Currently there is no method to expose this to Orleans application consumption as there is no method to access the framework created AdoNetGrainStorage.


At this time, given my very limited knowledge of the subject, I don't have an opinion about steps or how to proceed from here. I can be most helpful with grammar and formatting - the technical content is beyond my current skill level in this area.

JillHeaden commented 6 years ago

Also, is this page relevant to this issue? http://dotnet.github.io/orleans/Documentation/clusters_and_clients/configuration_guide/configuring_ADO.NET_providers.html

veikkoeeva commented 6 years ago

@JillHeaden Just back from a trip to Asia and WDBE2018, will check this week. :)

veikkoeeva commented 6 years ago

I understand the text and it has all that is needed to set up a database. In that sense the instructions are functional. The other link you refer shows an example on how to configure not only an ADO.NET storage provider but also membership and reminders. As far as documentation goes, the problem is having the same information in two different places. What's better in the other link is that it shows an actual connection string. I could imagine it's better to show an actual connection string instead of a placeholder, but this varies by database. If this were a good approach, maybe put it as an example of SQL Server one (and LocalDb variety).

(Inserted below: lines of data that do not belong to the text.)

Issue #12428, opened 2022-10-25
Information displayed when deleting an organization is not sufficient


s-mm:
When deleting an organization, there is a link to transfer ownership and then delete the project. The link should be changed to transfer ownership, remove a project or delete the project. 

To recreate this issue-

- Click on Your organizations
- Click on Manage for a specific organization
- Click on Settings
- Scroll to the bottom of the page and click on Delete organization

Transferring a project to an individual user is not sufficient. It should be removed from the organization or deleted.

s-mm:
Priority - high

ewdurbin:
ca2000c9a6fbb7d732536582cdfbe7178ecf018d: <img width="813" alt="transanddelete" src="https://user-images.githubusercontent.com/1200832/230731807-c01a879f-0a76-4d2b-963f-a2d0aa720a6a.png">

Issue #12426, opened 2022-10-25
Change in organization details is not reflected in the Stripe invoice


s-mm:
When an organization account name is updated, the change is not reflected in the Stripe invoice/receipt. The same issue occurs when billing address is updated.

1. Should we display the organization account name or organization display name?
2. The invoice/receipt should say PyPI instead of Warehouse
3. Any change to organization account/display name and billing address should show up in the invoice/receipt. 

![Image](https://user-images.githubusercontent.com/37237726/197813602-575481ed-8d64-4062-ad18-d1a9b8937a6b.png)

ewdurbin:
Seems we should definitely be sending an update to stripe when org names change. We can address the prefix "Warehouse Organization" at that time.

We can probably update the product names to reflect "PyPI Organization Account" and similar at that time.

I anticipate we'll also need to do some updates to capture a human name for billing before launch. We'll address this as part of that phase.

ewdurbin:
> 1. Should we display the organization account name or organization display name?

I'm gonna go with "both"

> 2. The invoice/receipt should say PyPI instead of Warehouse

"Warehouse" comes from the `site.name` setting, so it will automatically be "PyPI" for pypi.org. 

https://github.com/pypi/warehouse/blob/ff5db0f76133185a1735522f42eba3f99331ff8f/warehouse/manage/views/organizations.py#L489

> 3. Any change to organization account/display name and billing address should show up in the invoice/receipt.

I'll get an update method for the customer name put together, that shouldn't be a problem.

We don't touch billing address, that is all in the portal.

ewdurbin:
addressed in 089034d72 as part of #13395

Issue #12423, opened 2022-10-25
Project maintainer should not lose maintainer status


s-mm:
When a project is added to an organization, the individual owner/maintainer loses their project role status. This status should exist even after the transfer.

To recreate the issue-

- Click on Your organizations
- Click on Manage for a specific organization
- Click on Projects
- Scroll down to the bottom of the page and select a project from the drop down list. The projects associated with the user will appear in the list. 
- Click on Transfer existing project

The organization becomes the sole owner of the project.

![Image](https://user-images.githubusercontent.com/37237726/197813867-526f9d36-a48d-4b22-bccd-869fbaa65a8f.png)

ewdurbin:
I'd like to hear more of your thoughts here @di, since I've been told this feedback comes from you.

Since we require a User to be both owner of a project and owner of an organization to perform a transfer, they retain their role implicitly, but we don't leave the dangling Role associated.

di:
It's information loss, basically. There's no option to maintain the current list of collaborators, so transferring a project to an organization would require who were the original collaborators and re-adding them to the organization.

This is going to be very tedious for a large organization with lots of projects and lots of unique collaborators on those projects, who likely want to maintain the existing collaborator structure.

di:
> Since we require a User to be both owner of a project and owner of an organization

Why do we require them to be organization owners? IMO this should be like regular collaborator role invites, where anyone can invite an organization to accept a project transfer, but only organization owners can accept the transfer.

I'm imagining it's going to be a common use case where it doesn't make sense for any project collaborators to be organization owners.

ewdurbin:
It's a bit too much for our timeline to implement invitations. Added notes in 0e34a0e25 and filed #13394 as a feature request.

di:
Is invitation strictly necessary? My main concern is losing the lost of roles for all the collaborators that didn't initiate the transfer. Can their roles get turned into non-owner roles on the organization instead of getting dropped?

ewdurbin:
No one except the transferring owner has their permissions changed

PR #13395, opened 2023-04-08
Organization launch priorities

### LINKED ISSUE #12432: Deleting an organization should add a warning
When deleting an organization, a warning should let the owner know to download invoices/receipts from Stripe. It should also indicate what will happen to the subscription plan - whether the plan will be cancelled automatically or if the user has to cancel the plan before deleting the organization.

ewdurbin:
Closes #12432 #12423 #12426 #12428

### DIFF
--- a/warehouse/organizations/models.py
+++ b/warehouse/organizations/models.py
@@ -418,7 +418,7 @@ class Organization(HasEvents, db.Model):
             return None
 
     def customer_name(self, site_name="PyPI"):
-        (f"{site_name} Organization -" f"self.display_name ({self.name})"),
+        return f"{site_name} Organization - {self.display_name} ({self.name})"
 
 
 class OrganizationNameCatalog(db.Model):
--- a/warehouse/organizations/models.py
+++ b/warehouse/organizations/models.py
@@ -417,6 +417,9 @@ class Organization(HasEvents, db.Model):
         else:
             return None
 
+    def customer_name(self, site_name="PyPI"):
+        (f"{site_name} Organization -" f"self.display_name ({self.name})"),
+
 
 class OrganizationNameCatalog(db.Model):
 
--- a/warehouse/templates/manage/organization/settings.html
+++ b/warehouse/templates/manage/organization/settings.html
@@ -235,7 +235,7 @@
         {% for project in active_projects %}
         <li>
           <strong>{{ project.name }}</strong> -
-          {% trans transfer_href=request.route_path('manage.project.roles', project_name=project.name), delete_href=request.route_path('manage.project.settings', project_name=project.name) %}
+          {% trans transfer_href=request.route_path('manage.project.settings', project_name=project.name), delete_href=request.route_path('manage.project.settings', project_name=project.name) %}
             <a href="{{ transfer_href }}">transfer ownership</a>
             or
             <a href="{{ delete_href }}">delete project</a>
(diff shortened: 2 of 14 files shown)


warehouse/templates/manage/organization/settings.html
```diff
@@ -225,20 +225,21 @@ <h3>{% trans %}Cannot delete organization{% endtrans %}</h3>
...
-          You must transfer ownership or delete this project before you can delete your organization.
-        {% pluralize %}
-          You must transfer ownership or delete these projects before you can delete your organization.
-        {% endtrans %}
+        {% trans %}For each project, you must either:{% endtrans %}
+        <ul>
+          <li>{% trans %}Transfer ownership and remove the project from your organization{% endtrans %}</li>
+          <li>{% trans %}Delete the project{% endtrans %}</li>
+        </ul>
+        {% trans %}Before you can delete your organization.{% endtrans %}
```
miketheman, line 233: **question:** ‏non-blocking, but is there a way to support translators in that this sentence is part of the one preceding the list items?

warehouse/organizations/models.py
```diff
@@ -417,6 +417,9 @@ def active_subscription(self):
         else:
             return None
 
+    def customer_name(self, site_name="PyPI"):
+        (f"{site_name} Organization -" f"self.display_name ({self.name})"),
```
miketheman, line 421: **suggestion:** ‏Correct f string representation here
```suggestion
        (f"{site_name} Organization - {self.display_name} ({self.name})"),
```

Curious why this wasn't caught by test - do we not assert on the outcome of the call of this function somewhere?

miketheman (approved):
One change requested with a fix. I'll approve so as to not block when corrected, since I'll be offline by then.

warehouse/organizations/models.py
ewdurbin: will add an assertion. good catch(es)

warehouse/templates/manage/organization/settings.html
ewdurbin: I pondered this as well, and tried

```
diff --git a/warehouse/locale/Makefile b/warehouse/locale/Makefile
index 844ea9f9e..6f511c2f3 100644
--- a/warehouse/locale/Makefile
+++ b/warehouse/locale/Makefile
@@ -5,6 +5,7 @@ compile-pot:
        PYTHONPATH=$(PWD) pybabel extract \
                -F babel.cfg \
                --omit-header \
+                --add-comments="i18n" \
                --output="warehouse/locale/messages.pot" \
                warehouse
 
diff --git a/warehouse/templates/manage/organization/settings.html b/warehouse/templates/manage/organization/settings.html
index d383b2c72..41d0e90f4 100644
--- a/warehouse/templates/manage/organization/settings.html
+++ b/warehouse/templates/manage/organization/settings.html
@@ -225,11 +225,13 @@
         {% pluralize %}
           Your organization currently owns {{ count }} projects.
         {% endtrans %}
+        {# i18n: Continued with "Before you can delete your organization." after a list of requirements #}
         {% trans %}For each project, you must either:{% endtrans %}
         <ul>
           <li>{% trans %}Transfer ownership and remove the project from your organization{% endtrans %}</li>
           <li>{% trans %}Delete the project{% endtrans %}</li>
         </ul>
+        {# i18n: Continuation of a sentence "For each project, you must either:" before a list of requirements #}
         {% trans %}Before you can delete your organization.{% endtrans %}
       </p>
       <ul class="no-bottom-margin">
```

But the comments weren't picked up.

We could perhaps take the ADO.NET persistence rationale to another page, together with http://dotnet.github.io/orleans/Documentation/grains/grain_persistence/relational_storage.html. I'm not sure, but it's sort of advanced knowledge. It'sl also what @amccool asks at https://gitter.im/dotnet/orleans?at=5b9f708954587954f9b4b06e . Modifications are OK, even needed in some cases, and even dynamically when the system is otherwise running. As noted, there's even been a plan to surface some more common configuration.

As a general note on storage providers, here a few notes a worth considering: 1) https://github.com/dotnet/orleans/issues/1998 2) The ADO.NET fix for this isn't perfect, @ReubenBond improved it. I don't find the issue now, but certain constructs won't work and it's a problem.

Summa summarum: The documentation is better now, then some random suggestions and notes piled on it. :)

kxxreemm commented 3 years ago

Thank u

ReubenBond commented 3 years ago

I don't think this is relevant anymore. Please open a new issue referencing this one if I am mistaken.